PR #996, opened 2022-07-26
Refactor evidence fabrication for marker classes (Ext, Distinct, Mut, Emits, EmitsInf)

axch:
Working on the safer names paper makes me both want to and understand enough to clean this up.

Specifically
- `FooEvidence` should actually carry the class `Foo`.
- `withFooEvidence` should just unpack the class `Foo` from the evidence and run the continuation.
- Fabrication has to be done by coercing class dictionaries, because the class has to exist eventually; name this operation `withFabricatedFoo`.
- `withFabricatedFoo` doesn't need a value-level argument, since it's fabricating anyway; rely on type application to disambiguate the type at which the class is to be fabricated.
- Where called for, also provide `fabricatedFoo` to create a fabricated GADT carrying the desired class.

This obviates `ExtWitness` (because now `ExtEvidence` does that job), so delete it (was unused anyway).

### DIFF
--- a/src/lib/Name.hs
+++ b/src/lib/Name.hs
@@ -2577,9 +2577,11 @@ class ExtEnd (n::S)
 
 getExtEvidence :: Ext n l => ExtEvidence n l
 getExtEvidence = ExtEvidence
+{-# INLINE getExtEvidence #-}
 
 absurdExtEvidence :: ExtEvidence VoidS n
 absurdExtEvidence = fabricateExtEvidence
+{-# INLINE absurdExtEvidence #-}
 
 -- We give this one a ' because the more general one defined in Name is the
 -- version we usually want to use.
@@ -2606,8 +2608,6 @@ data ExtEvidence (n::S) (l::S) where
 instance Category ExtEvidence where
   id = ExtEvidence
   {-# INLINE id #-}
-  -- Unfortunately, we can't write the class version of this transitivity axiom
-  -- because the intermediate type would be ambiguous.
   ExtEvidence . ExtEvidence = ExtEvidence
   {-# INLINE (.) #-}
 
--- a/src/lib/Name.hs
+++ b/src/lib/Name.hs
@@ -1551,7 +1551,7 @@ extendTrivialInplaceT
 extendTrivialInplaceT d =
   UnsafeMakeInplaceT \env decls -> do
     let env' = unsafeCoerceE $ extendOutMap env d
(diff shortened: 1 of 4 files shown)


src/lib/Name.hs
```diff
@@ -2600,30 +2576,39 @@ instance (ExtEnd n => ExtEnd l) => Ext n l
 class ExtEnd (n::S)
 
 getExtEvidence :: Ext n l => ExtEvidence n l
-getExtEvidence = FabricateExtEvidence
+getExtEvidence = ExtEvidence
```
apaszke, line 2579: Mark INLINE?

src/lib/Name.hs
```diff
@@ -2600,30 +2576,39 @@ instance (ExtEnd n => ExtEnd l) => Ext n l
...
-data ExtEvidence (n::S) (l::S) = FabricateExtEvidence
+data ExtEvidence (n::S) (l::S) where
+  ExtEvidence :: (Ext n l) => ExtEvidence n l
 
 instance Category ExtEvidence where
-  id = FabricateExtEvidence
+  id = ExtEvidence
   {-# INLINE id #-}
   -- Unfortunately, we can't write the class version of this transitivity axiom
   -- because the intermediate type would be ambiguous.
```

Instructions for the task:
Every entry needs to be retyped exactly.

Exercise response:
PR #996, opened 2022-07-26
Refactor evidence fabrication for marker classes (Ext, Distinct, Mut, Emits, EmitsInf)

axch:
Working on the safer names paper makes me both want to and understand enough to clean this up.

Specifically
- `FooEvidence` should actually carry the class `Foo`.
- `withFooEvidence` should just unpack the class `Foo` from the evidence and run the continuation.
- Fabrication has to be done by coercing class dictionaries, because the class has to exist eventually; name this operation `withFabricatedFoo`.
- `withFabricatedFoo` doesn't need a value-level argument, since it's fabricating anyway; rely on type application to disambiguate the type at which the class is to be fabricated.
- Where called for, also provide `fabricatedFoo` to create a fabricated GADT carrying the desired class.

This obviates `ExtWitness` (because now `ExtEvidence` does that job), so delete it (was unused anyway).

### DIFF
--- a/src/lib/Name.hs
+++ b/src/lib/Name.hs
@@ -2577,9 +2577,11 @@ class ExtEnd (n::S)
 
 getExtEvidence :: Ext n l => ExtEvidence n l
 getExtEvidence = ExtEvidence
+{-# INLINE getExtEvidence #-}
 
 absurdExtEvidence :: ExtEvidence VoidS n
 absurdExtEvidence = fabricateExtEvidence
+{-# INLINE absurdExtEvidence #-}
 
 -- We give this one a ' because the more general one defined in Name is the
 -- version we usually want to use.
@@ -2606,8 +2608,6 @@ data ExtEvidence (n::S) (l::S) where
 instance Category ExtEvidence where
   id = ExtEvidence
   {-# INLINE id #-}
-  -- Unfortunately, we can't write the class version of this transitivity axiom
-  -- because the intermediate type would be ambiguous.
   ExtEvidence . ExtEvidence = ExtEvidence
   {-# INLINE (.) #-}
 
--- a/src/lib/Name.hs
+++ b/src/lib/Name.hs
@@ -1551,7 +1551,7 @@ extendTrivialInplaceT
 extendTrivialInplaceT d =
   UnsafeMakeInplaceT \env decls -> do
     let env' = unsafeCoerceE $ extendOutMap env d
(diff shortened: 1 of 4 files shown)


src/lib/Name.hs
```diff
@@ -2600,30 +2576,39 @@ instance (ExtEnd n => ExtEnd l) => Ext n l
 class ExtEnd (n::S)
 
 getExtEvidence :: Ext n l => ExtEvidence n l
-getExtEvidence = FabricateExtEvidence
+getExtEvidence = ExtEvidence
```
apaszke, line 2579: Mark INLINE?

src/lib/Name.hs
```diff
@@ -2600,30 +2576,39 @@ instance (ExtEnd n => ExtEnd l) => Ext n l
...
-data ExtEvidence (n::S) (l::S) = FabricateExtEvidence
+data ExtEvidence (n::S) (l::S) where
+  ExtEvidence :: (Ext n l) => ExtEvidence n l
 
 instance Category ExtEvidence where
-  id = FabricateExtEvidence
+  id = ExtEvidence
   {-# INLINE id #-}
   -- Unfortunately, we can't write the class version of this transitivity axiom
   -- because the intermediate type would be ambiguous.
```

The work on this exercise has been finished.